Ximena Mercado Garcia

MIT Department: Abdul Latif Jameel Poverty Action Lab
Faculty Mentor: Prof. Benjamin Olken
Undergraduate Institution: The University of Texas at Austin
Website: LinkedIn
Research Poster
Lightning Talk

Biography


I am a rising senior from Mexico, majoring in economics and mathematics at the University of Texas at Austin. I am passionate about development, education, and public policy evaluation, and I have a strong sense of social responsibility. One of my main career goals is conducting policy-relevant research that could improve social mobility in Latin America.

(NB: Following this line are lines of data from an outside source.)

PR #316, opened 2022-10-03
fix: Invalid argument: Instance of 'Ratio'

Apologiz:
fix: Unhandled Exception: Invalid argument: Instance of 'Ratio'

### DIFF
--- a/lib/src/mobile_scanner_controller.dart
+++ b/lib/src/mobile_scanner_controller.dart
@@ -173,7 +173,7 @@ class MobileScannerController {
     // Set the starting arguments for the camera
     final Map arguments = {};
     arguments['facing'] = facing.index;
-    if (ratio != null) arguments['ratio'] = ratio;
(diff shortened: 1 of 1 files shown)


teolemon:
@Apologiz : merge conflict + small linting issue
Run flutter analyze
Analyzing mobile_scanner...                                     

  error • The property 'index' can't be unconditionally accessed because the receiver can be 'null' • lib/src/mobile_scanner_controller.dart:176:51 • unchecked_use_of_nullable_value

1 issue found. (ran in 17.2s)
Error: Process completed with exit code 1.

juliansteenbakker:
Thank you for your contribtion, but ratio has been removed in the latest version so this is no longer an issue.

Hauglid:
Which version is that? It's still "available" in 2.1.0 but crashes the app.

juliansteenbakker:
Version 3.0.0-beta.4. Will release a stable version next week after some testing.

PR #329, opened 2022-10-14
fix: fixed an issue where the lastScanned and new scanned value are n…

### LINKED ISSUE #328: The beta version is firing on duplicates
I've noticed that when using the beta version 3.0.0-beta.1, the duplicate check doesn't work properly.

This behaviour results in duplicate values being sent even though the initial setup was not to send anything.

vlazdra:
- Fixes #328


vlazdra:
The complete refactor overrides this implementation.

No longer relevant. Closing.

PR #345, opened 2022-10-31
fix: use listEquals to compare lists

brandsimon:


juliansteenbakker:
Thank you for your contribution! I am aware of this problem, however i am refactoring some code in the branch feature/return-image and i am working on implementing duplicate detection on the platform side instead of the flutter side in order to improve performance. I'll keep this PR open for now just in case.

juliansteenbakker:
I'm closing this since we use a different approach for detecting duplicates now.

PR #364, opened 2022-11-12
feat: Add scale API

WenheLI:
This PR adds the ability to adjust scale at flutter land.
Have tested on the Android side;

Before pursuing a Ph.D. in economics, I want to join a predoctoral fellowship program or work at a research center to be better prepared as a researcher. Some of my hobbies include doing zumba, watching anime, hanging out with my friends, and playing basketball!

 

2021 Abstract


What Makes J-PAL RCTs Datasets Popular?

Ximena Mercado Garcia1, Sarah Kopper2 and Jack Cavanagh2
1Department of Economics and Mathematics, The University of Texas at Austin
2Abdul Latif Jameel Poverty Action Lab, Massachusetts Institute of Technology

Data sharing can be beneficial for the research community, as it allows for data re-use, can help answer questions on external validity and generalizability, and enables the replication and confirmation of results. The Abdul Latif Jameel Poverty Action Lab (J-PAL), a global research center working to reduce poverty by ensuring that policy is informed by scientific evidence, archives datasets and code from randomized controlled trials in the J-PAL Dataverse, its free data repository. J-PAL collects data on downloaders with the purpose of understanding their progress on their goals of democratizing data access and encouraging research transparency and replicability. In order to increase the number of downloads and encourage data publication, we want to understand what makes a dataset popular among downloaders. To do so, we compare the distribution of characteristics of popular datasets with those of all datasets. These characteristics include the income level of the downloaders’ countries, general position of the downloaders, intended use of the datasets, and the sector and region of the research projects. We found that there are no major differences among popular and non-popular datasets. For both, health is the most prominent sector, while South Asia is the region of the projects with more downloads. Likewise, the downloader profiles of popular and non-popular datasets are similar: most datasets in each group are downloaded by graduate students and residents of high-income countries, and are intended for exploratory and replication purposes. These results rule out these features as drivers of popularity, but better data collection and more analysis, such as on dataset documentation, are needed to determine the reasons for download popularity. Understanding this can improve J-PAL’s goal of making research data from randomized evaluations in the social sciences widely available and accessible.